When I was in collage, I had two classes in computer science, namely, “Algorithm” and “Data Structure”. These two concepts are universal in both computer programs and software applications, whether on a rescued laptop or a million dollar mainframe. Nowadays, Web becomes tremendously popular, and of course, extends significantly in scalability. Therefore, are there still any general concepts like algorithm and data structure in modeling the web? Here are some incomplete thoughts of mine about the computation and storage model of the web.
- Google.
For Google search engine, it treats the web as a sorted list based on different keywords. Thus, provided with keywords, the web is sorted by the relevance and PageRank system. Google does both the computation and the storage. For general users, these lists are sorted via some criteria extensively studied by Google; we just get the result out. It seems to me that this is the most successful model for user to access the web. However, sorted list requires both sophisticated sorting mechanism and advanced computational power. Although there are fairly amount of search engines in the world, for most of them, their “sorting quality” or “general coverage” are not as good as Google.
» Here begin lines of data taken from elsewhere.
PR #1148, opened 2017-11-29
Failing test: Query without selections raise validation error

chrisbutcher:
This PR adds a failing test to demonstrate that, at present, a GraphQL Ruby app will fail to report any errors if the query document contains only comments or no contents at all.

Expected: The result should populate `errors` to indicate to the client that the request was invalid
Actual: The result contains only `{}`

@rmosolgo

### DIFF
--- a/spec/graphql/static_validation/validator_spec.rb
+++ b/spec/graphql/static_validation/validator_spec.rb
@@ -137,5 +137,14 @@ describe GraphQL::StaticValidation::Validator do
         assert_equal(1, errors.length)
       end
     end
+
+    describe "queries with no selections" do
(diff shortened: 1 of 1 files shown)


rmosolgo:
It sounds like nobody objected way back in https://github.com/rmosolgo/graphql-ruby/issues/1149, do you want to make this test pass? I think it's :+1: to make this change if so.

chrisbutcher:
Sure thing, @rmosolgo! I lost track of this PR :)

rmosolgo:
Feel free to reopen this or make a new PR if you get a chance to update it!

- Del.icio.us/YouTube/Flickr/Google Base, etc.
For these and other similar sites, they basically organize the web or some special media files on the web on a tag-based system, or preciously, an n-to-n mapping structure. All these four in this category are the leading websites on their own fields. For instance, YouTube is the largest video-sharing website, etc. I would conclude that n-to-n mapping about the media sharing is suitable for socialized website. We can find other success models elsewhere.
- Amazon, Facebook, Microsoft and Google’s Data Storage API.
According to R/WW, today Microsoft announced Windows Live SkyDrive. Facebook actually quietly released the Data Store API beta recently. Amazon has already had the famous S3 service for a while. They are all treating the web storage as Lookup Table. A closer look shows that all these four data storage API sets are trying to let the user to store heterogeneous media as “object” and support random accessing via keys. For some startups, this feature is critical as the storage scalability is usually an obstacle. Via using these four APIs, the scalability is hidden or moved to these big name companies. Treating the Web as objects will absolutely simplify the storage model and reduce lots of overhead in scalability. Similar to organizing all files under the same folder or on a disk using the file name as the key, sooner they might need some search tool/index/tag mechanism to get rid of the name space nightmare. Additionally, as meta-information should be stored in this system, a search will take twice the database access. Obviously developers have to do more than simply dump the data in. The bottom line is, data storage pools are not big trucks, developers has to maintain them. But I do see the dawn of gird computation here. Here, this is for storage task, but if we can later provide a similar interface to computational task, we will jump into the era of grid computation.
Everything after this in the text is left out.